Dal punto di vista macroeconomico, il contesto globale rimane favorevole per gli attivi più esposti al rischio nel medio termine. L’economia mondiale è in fase di crescita e dovrebbe espandersi ulteriormente, grazie soprattutto al rafforzamento della crescita dei mercati emergenti. La crescita negli Stati Uniti è trainata dai consumi, che sono sostenuti da un forte incremento dei posti di lavoro e un aumento del reddito delle famiglie.
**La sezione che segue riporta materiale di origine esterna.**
PR #804, opened 2020-01-21
Kkraune/feed sizing

kkraune:
first cut is rewriting the intro and a more basic approach to understanding how writes are made

the work is not done, must complete in later PRs

this PR also cleans up some of the pages linked to

I will have @geirst and/or @baldersheim review when done - they have verified the changes done so far, I discussed with them before writing


jobergum:
👍

PR #817, opened 2020-01-24
move reference doc to reference. more referency format

kkraune:
no content changes, other than using the name _/document/v1/ more to disambiguate from Document API in java


bratseth:
👍 👍

PR #818, opened 2020-01-24
Improve grouping documentation

bratseth:


documentation/reference/select-reference.md
```diff
@@ -96,6 +102,24 @@ A grouping, that will group first by year and then by month, can be written as s
...
+all(group(predefined(foo, bucket[1, 2>, bucket[3, 4>)))
+```
+equivalent JSON `grouping`-argument:
+
+```
+"grouping" : [ 
+  { 
+    "all" : { 
+      "group" : { 
+        "predefined" : [ "foo", { "bucket": [1,2]}, { "bucket": [3,4]} ]
```
arnej27959: hmm... how do you differentiate "bucket<1,2>" versus "bucket[1,2>" versus "bucket[1,2]" in json?

bratseth: You are right one still do not have quite the same level of expressive power here - we'd need to represent that as additional properties instead. Anyway, this is an improvement and we're getting into quite sparsely travelled territory ...

bratseth:
PTAL @arnej27959

PR #823, opened 2020-01-27
typo

kkraune:
- probably a cut and paste error

### DIFF
--- a/documentation/reference/search-definitions-reference.html
+++ b/documentation/reference/search-definitions-reference.html
@@ -2604,8 +2604,8 @@ struct person {
 }
 field identities type map&lt;string, person&gt; {
     indexing: summary
-    struct-field key { indexing: attribute }
-    struct-field value.last_name { indexing: attribute }
+    struct-field key   { indexing: attribute }
+    struct-field value { indexing: attribute }
 }
 </pre>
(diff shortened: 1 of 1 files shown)


documentation/reference/search-definitions-reference.html
```diff
@@ -2604,8 +2604,8 @@ <h2 id="field-types">Field types</h2>
 }
 field identities type map&lt;string, person&gt; {
     indexing: summary
-    struct-field key { indexing: attribute }
-    struct-field value.last_name { indexing: attribute }
```
geirst: This is not a typo. See https://github.com/vespa-engine/system-test/blob/master/tests/search/struct_and_map_types/attribute_fields/test.sd#L32 for similar example.

geirst:
> It looks right _as it was_ to me. @geirst ?

Yes, you are right @bratseth

documentation/reference/search-definitions-reference.html
kkraune: you are of course right. the problem with the examples is the inverted order - it should start with primitive types first, and then add complications like structs (I confused myself reading this). @jobergum har asked for a separate guide for multivalue fields - I think we could stuff searchdef examples there and link this this from the reference instead

PR #826, opened 2020-01-29
link to javadoc, use examples - remove other text

kkraune:
I promise to put samples in a sampleapp instead - paste here for now while I develop it


kkraune:
Thanks! Good point - https://docs.vespa.ai/documentation/writing-to-vespa.html says _Note that only assign and remove are idempotent - message re-sending can apply updates more than once. Use conditional writes for stronger consistency._

PR #837, opened 2020-02-06
Add doc for imported fields in document selections

vekterli:
@kkraune @geirst please review

### DIFF
--- a/documentation/documents.html
+++ b/documentation/documents.html
@@ -217,13 +217,22 @@ Notes:
     and have a major performance impact on the system.
   </li><li>
     <a href="reference/search-definitions-reference.html#import-field">Imported fields</a>
-    can not be used in the selection string to expire documents
+    can be used in the selection string to expire documents, but special care needs to be
+    taken when using these.
+    See <a href="reference/document-select-language.html#using-imported-fields-in-selections">
+    using imported fields in selections</a> for more information and restrictions.
   </li>
 </ul>
 To batch remove, set a selection that matches no documents, like <em>"!music"</em>
 </p><p>
-Use <a href="content/visiting.html">vespa-visit</a> to test the selection (dump all IDs):
+Use <a href="content/visiting.html">vespa-visit</a> to test the selection. Dump the IDs of all documents that would be <em>preserved</em>:
+</p>
 <pre>
 $ vespa-visit -i -p progress-file -s 'music.timestamp &gt; now() - 86400' > ids.json
 </pre>
+<p>
+Negate the expression by wrapping it in a <code>not</code> to dump the IDs of all the documents that would be <em>removed</em> during GC:
 </p>
+<pre>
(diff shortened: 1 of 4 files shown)


documentation/documents.html
```diff
@@ -217,13 +217,22 @@ <h2 id="document-expiry">Document expiry</h2>
...
 To batch remove, set a selection that matches no documents, like <em>"!music"</em>
 </p><p>
-Use <a href="content/visiting.html">vespa-visit</a> to test the selection (dump all IDs):
+Use <a href="content/visiting.html">vespa-visit</a> to test the selection. Dump the IDs of all documents that would be <em>preserved</em>:
+</p>
 <pre>
 $ vespa-visit -i -p progress-file -s 'music.timestamp &gt; now() - 86400' > ids.json
 </pre>
+<p>
+Negate the expression by wrapping it in a <code>not</code> to dump the IDs of all the documents that would be <em>removed</em> during GC:
```
kkraune: great! makes it clearer, and how to test, too :-)

documentation/reference/document-select-language.html
```diff
@@ -389,7 +409,79 @@ <h3 id="now-function">Now function</h3>
...
+<p><code>child.a1 &gt; 5</code></p>
+<p>Find all child docs whose parents have an <code>a2</code> of 10 and grandparents have <code>a1</code> of 4:</p>
+<p><code>child.a1 == 10 and child.a2 == 4</code></p>
+<p>Find all child docs where the parent document cannot be found (or where the referenced field is not set in the parent):</p>
+<p><code>child.a2 == null</code></p>
+<p>Note that when visiting <code>child</code> documents we only ever access imported fields via the
+<strong>child</strong> document type itself.</p>
+<p>A much more complete list usage examples for the above document schemas and
+reference relations can be found in the
+<a href="https://github.com/vespa-engine/system-test/blob/master/tests/search/parent_child/imported_fields_in_selections.rb">
```
kkraune: good idea to link to test!

documentation/reference/document-select-language.html
```diff
@@ -223,6 +236,13 @@ <h4 id="comparisons-with-missing-fields-null-values">Comparisons with missing fi
 To work around this issue, "short-circuiting" using a field presence check may be used:
 <code>foo.expires_at_time and foo.expires_at_time > now()</code>.
 </p>
+<div class="alert alert-warning">
+If your selection references imported fields, <code>null</code> will be returned for any imported field when
```
geirst: Perhaps we should add a short example on how such GC expression should be formulated (taking null into account)? Could even use the grandparent / parent / child setup described further down.

vekterli: There is an example in the paragraph above it, but it would make sense to add one explicitly

vekterli:
@kkraune @geirst I've explicitly added examples of `null` checking in GC expressions, PTAL

PR #849, opened 2020-02-17
indexing docproc

kkraune:


bjormel:
Better, while you are at it, would it make sense to add some information about processing here too? https://docs.vespa.ai/documentation/writing-to-vespa.html

kkraune:
good point, @bjormel , PTAL

PR #852, opened 2020-02-18
count all docs example

kkraune:


bjormel:
Should we add 'limit 0', to avoid docsum fetching for a total count request?

kkraune:
it just complicates for the simple example ... this is manual stuff normally

kkraune:
but technically you are right. we should maybe mention this elsewhere

bjormel:
👍

PR #887, opened 2020-03-09
Introduce new 'monitoring' document.

gjoranv:
I will create PRs to update the links in our blog posts to the moved sections.

FYI: @oyving

### DIFF
--- a/documentation/monitoring.html
+++ b/documentation/monitoring.html
@@ -1,0 +1,108 @@
+---
+# Copyright Verizon Media. Licensed under the terms of the Apache 2.0 license. See LICENSE in the project root.
+title: "Monitoring"
+---
+
+<p>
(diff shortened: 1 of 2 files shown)


documentation/monitoring.html
```diff
@@ -0,0 +1,108 @@
...
+<h3 id="pushing-to-cloudwatch">Pushing metrics to CloudWatch</h3>
+<p class="alert alert-success">
+    This method currently works for self-hosted Vespa only.
+</p>
+<p>
+    This is presumably the most convenient way to monitor Vespa in CloudWatch. You will need to have the following
+    available:
+</p>
+<ul>
+    <li>An IAM user that only has the <em>putMetricData</em> permission.</li>
```
olaaun: They could also use an IAM role as long as they have a mechanism to keep the credentials file updated.

PR #900, opened 2020-03-15
note on EBS and Burst Balance

kkraune:


jobergum:
I think this belongs in a hw-flavor document but ok :)

kkraune:
> I think this belongs in a hw-flavor document

agreed. Once we have added this in a doc , we can move this and link to it instead

PR #951, opened 2020-04-21
Remove (partially) incorrect normalization table

kkraune:
- no need for it - link to implementation instead, that again links to UNICODE NORMALIZATION FORMS

FYI @geirst

### DIFF
--- a/documentation/linguistics.html
+++ b/documentation/linguistics.html
@@ -210,7 +210,7 @@ use <code><a href="reference/schema-reference.html#indexing-rewrite">indexing-re
 </p><p>
 Also see <a href="reference/schema-reference.html#gram">N-gram matching</a>.
 </p><p>
-Tokenization is not supported in <a href="streaming-search.html">streaming search</a>.
+Tokenization is not used in <a href="streaming-search.html">streaming search</a>.
 </p>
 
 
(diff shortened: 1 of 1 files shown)


documentation/linguistics.html
```diff
@@ -205,89 +205,33 @@ <h2 id="tokenization">Tokenization</h2>
...
 The resulting tokens are then searchable in the index.
 </p><p>
-Not supported in <a href="streaming-search.html">streaming search</a>.
-</p><p>
 To index strings as-is (that is, avoid tokenization),
 use <code><a href="reference/schema-reference.html#indexing-rewrite">indexing-rewrite</a>: none</code>.
 </p><p>
 Also see <a href="reference/schema-reference.html#gram">N-gram matching</a>.
+</p><p>
+Tokenization is not supported in <a href="streaming-search.html">streaming search</a>.
```
bratseth, line 213: I think we should say "not used" here.

documentation/linguistics.html
```diff
@@ -205,89 +205,33 @@ <h2 id="tokenization">Tokenization</h2>
...
-        </tr>
-        <tr>
-            <td></td>
-            <td>ï &#x21D2; i</td>
-            <td></td>
-            <td></td>
-        </tr>
-    </tbody>
-</table>
+Normalization is not supported in <a href="streaming-search.html">streaming search</a>.
```
bratseth, line 230: Same here; "not used".

documentation/linguistics.html
kkraune: yes, better

PR #953, opened 2020-04-21
prefix details and some cleanup

kkraune:

### DIFF
--- a/documentation/text-matching-ranking.html
+++ b/documentation/text-matching-ranking.html
@@ -138,14 +138,15 @@ Also try query tracing to see how query parsing changes with
 <h3 id="prefix-search">Prefix Search</h3>
 <p>
 A prefix search will match the query term "hea" to documents with "head".
-However, prefix search is <span style="text-decoration: underline"> not</span>
-enabled in text matching using <em>index</em> mode - some alternatives:
+However, prefix search is <span style="text-decoration: underline">not</span>
+supported in text matching using <em>index</em> mode - some alternatives:
 </p>
 <table class="table">
   <tr>
     <th style="white-space: nowrap">Array of string attributes</th>
     <td>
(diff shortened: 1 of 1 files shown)


documentation/text-matching-ranking.html
```diff
@@ -134,12 +135,77 @@ <h3 id="query-trace">Query Trace</h3>
...
-<!-- ToDo: streaming search note -->
-<!-- ToDo: refer to
-  https://docs.vespa.ai/documentation/reference/schema-reference.html#match
-  https://docs.vespa.ai/documentation/reference/schema-reference.html#indexing
-  and write some guidance -->
+<h3 id="prefix-search">Prefix Search</h3>
+<p>
+A prefix search will match the query term "hea" to documents with "head".
+However, prefix search is <span style="text-decoration: underline"> not</span>
+enabled in text matching using <em>index</em> mode - some alternatives:
```
geirst, line 142: Consider replacing "enabled" with "supported" as someone might interpret this as it can be turned on.

documentation/text-matching-ranking.html
```diff
@@ -134,12 +135,77 @@ <h3 id="query-trace">Query Trace</h3>
...
+</p>
+<table class="table">
+  <tr>
+    <th style="white-space: nowrap">Array of string attributes</th>
+    <td>
+      Use an attribute with array of strings in addition to the index string field.
```
geirst, line 148: Consider mention that prefix search is also supported for single string attributes.

documentation/text-matching-ranking.html
kkraune: yup

documentation/text-matching-ranking.html
kkraune: will fix

PR #2388, opened 2022-11-03
Multi-threaded pre-filter evaluation with ANN is supported in 8.78.45.

geirst:
@jobergum please review


kkraune (approved):
Great! Adding to next newsletter, you can think of a few lines for that, @geirst  ;-)

PR #2392, opened 2022-11-04
First cut vector search landing page

kkraune:
- Not linked from anywhere yet, there are probably major things missing / links that should go elsewhere


en/vector-search.html
```diff
@@ -0,0 +1,248 @@
...
+  in the context of the current song or an image being viewed.
+  This is a problem found in recommender systems.
+</p>
+
+
+
+<h2 id="digital-representations">Digital representations</h2>
+<p>
+  A solution to the synonym or multi-modal problem is to change from matching in the textual to the digital domain.
+  This means transforming text, images, and songs into a set of numbers that describe their <em>meaning</em> of it.
```
jobergum, line 69: I think that it's a stretch to use the word meaning here.

jobergum (commented):
Great, please consider review comments. 

I think a section on choosing vectorization models is missing.

jobergum:
I think we can iterate on this, but I think we should have

- A section on the shortcomings when using vector search alone using off-the-shelf models, but that hybrid search helps on this. Link to the two talks on this from BB. 
- A section on choosing vectorization model and how to use embeddings made easy, how to convert etc.

en/vector-search.html
```diff
@@ -0,0 +1,248 @@
...
+<p>
+  Note that ANNs require some kind of indexing to speed up search,
+  so inserts (adding a new vector) are more expensive (uses more CPU) and takes more space (memory and disk).
+  When evaluating different kinds of ANN indexing,
+  consider if your use case requires updates, including deletes, to the vectors - Vespa supports all.
+</p>
+
+
+
+<h2 id="optimizing-vector-search">Optimizing vector search</h2>
```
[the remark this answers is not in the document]
kkraune: ok, comment out and left a todo

en/vector-search.html
kkraune: all right, softened the language to indicate what it is about

kkraune:
> I think we can iterate on this, but I think we should have

good points, thanks for the great review! Should we address the above first, or merge and add soon?

PR #2393, opened 2022-11-07
Kkraune/timeout

kkraune:


kkraune:
ping @baldersheim - this moved the timeout doc to the reference, a better fit for it

kkraune:
@geirst this is moving the text

geirst (approved):
👍

PR #2407, opened 2022-11-10
let quickstart point to langauge issues

kkraune:
- stemming and language is important - let first-time users try this


bratseth (commented):
This always happens to the quick starts: Issue of the day seems important enough to put in the quick start and then after a while it is pages and pages long.

... so I think we should keep it minimal. _Maybe_, at most, add a list of links.

kkraune:
@bratseth PTAL

bratseth (approved):

PR #2443, opened 2022-12-05
Link to exact match alternative + query example

kkraune:
- it is easy to get the encoding wrong when testing ...

### DIFF
--- a/en/query-rewriting.html
+++ b/en/query-rewriting.html
@@ -386,7 +386,7 @@ consider using <a href="reference/schema-reference.html#match">match: exact</a>,
 </pre>'%}
 <p>
   Remember to encode queries when testing with non-textual characters.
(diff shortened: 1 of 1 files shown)


kkraune:
maybe I missed your point - I made this for cut and paste from the generated YQL that I think you can just use - or run the curl command

bratseth:
But if you copy and paste into the command line it'll be wrong?

bratseth:
`vespa query -v 'select * from items where product contains "M&amp;M"`

is copied as "curl etc."?

kkraune:
yql

I'm not sure I understand the problem - when you copy from the page the text copies as is - both the vespa cli command and the url

bratseth:
Yes, right, no problem. :-)

bratseth (approved):

PR #2445, opened 2022-12-06
Kkraune/http2 MERGEOK

kkraune:
- from the slack thread last month - just review the last commit

Note: I also see 1.1 for GET:
```
$ curl -i http://127.0.0.1:8080/search/\?timeout=10s\&yql=select+%2A+from+music+where+true
HTTP/1.1 200 OK

$ curl -i --http2-prior-knowledge http://127.0.0.1:8080/search/\?timeout=10s\&yql=select+%2A+from+music+where+true
HTTP/2 200 
```

### DIFF
--- a/en/performance/http2.html
+++ b/en/performance/http2.html
@@ -4,92 +4,113 @@ title: "HTTP/2"
 redirect_from:
 - /documentation/performance/http2.html
 ---
+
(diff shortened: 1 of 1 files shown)


bjorncs (approved):
👍

PR #2455, opened 2022-12-09
Update procedure for cfg server scaling

kkraune:


en/operations/configuration-server.html
```diff
@@ -206,64 +206,57 @@ <h2 id="start-sequence">Start sequence</h2>
...
+  Read up on <a href="#zookeeper-configuration">ZooKeeper configuration</a> before continuing.
+  Although it is <em>possible</em> to add more than one config server at a time,
+  doing it one by one is recommended, to keep the ZooKeeper quorum intact.
+</p>
+<p>
+  Due to the ZooKeeper majority vote, use one or three config servers.
+</p>
+<p>
+  To <em>replace</em> config servers, the easiest way is to remove a server and add the new one with the same name -
+  updating <em>VESPA_CONFIGSERVERS</em> is then not needed, and no nodes need restarting.
```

Nel 2018, l’economia globale dovrebbe registrare dei livelli di crescita più forti che nel 2017, mentre per il 2019 si prevede ancora che i livelli dell’attività siano al di sopra del potenziale in molte regioni. In questo contesto, le valutazioni delle azioni sembrano interessanti, soprattutto rispetto alle obbligazioni.

 

Rischi di ribasso

La recente escalation delle dichiarazioni sulla guerra commerciale rappresenta un rischio per il nostro scenario caratterizzato da una crescita solida e un’inflazione moderata. L’impatto top-down è stato scarso ad ora, ma un’escalation verso un vero conflitto commerciale probabilmente non porterebbe vincitori, ma solo diversi gradi di sconfitti. Ci aspettiamo che prevalga l’incertezza fino al 22 maggio, quando il processo di commento pubblico sui dazi statunitensi proposti per le merci cinesi terminerà. Potrebbero emergere anche altri nuovi rischi geopolitici, in particolare nel Medio Oriente. Inoltre, benché la proiezione mediana del FOMC continui a mostrare tre rialzi per il 2018, gli aumenti dei tassi sono comunque destinati ad accelerare. Secondo le proiezioni mediane della Fed, esiste un rischio di rialzo per i tassi di interesse del mercato che probabilmente andranno ad appiattire ulteriormente la curva dei rendimenti statunitensi.

 

Rischi di rialzo

La stagione degli utili del primo trimestre, che inizia questa settimana, dovrebbe portare dei risultati robusti. La prossima stagione degli utili ha un’importanza cruciale, poiché le revisioni di consenso dell’EPS dello S&P 500 dall’inizio dell’anno sono aumentate del 5%, mentre una tipica stagione prima degli utili rappresenta tagli del 3%-4%. I rischi di rialzo per gli utili del primo trimestre si basano sul forte slancio ciclico, sull’aumento dei prezzi petroliferi, sul consequenziale indebolimento del Dollaro statunitense e sui benefici della riforma fiscale.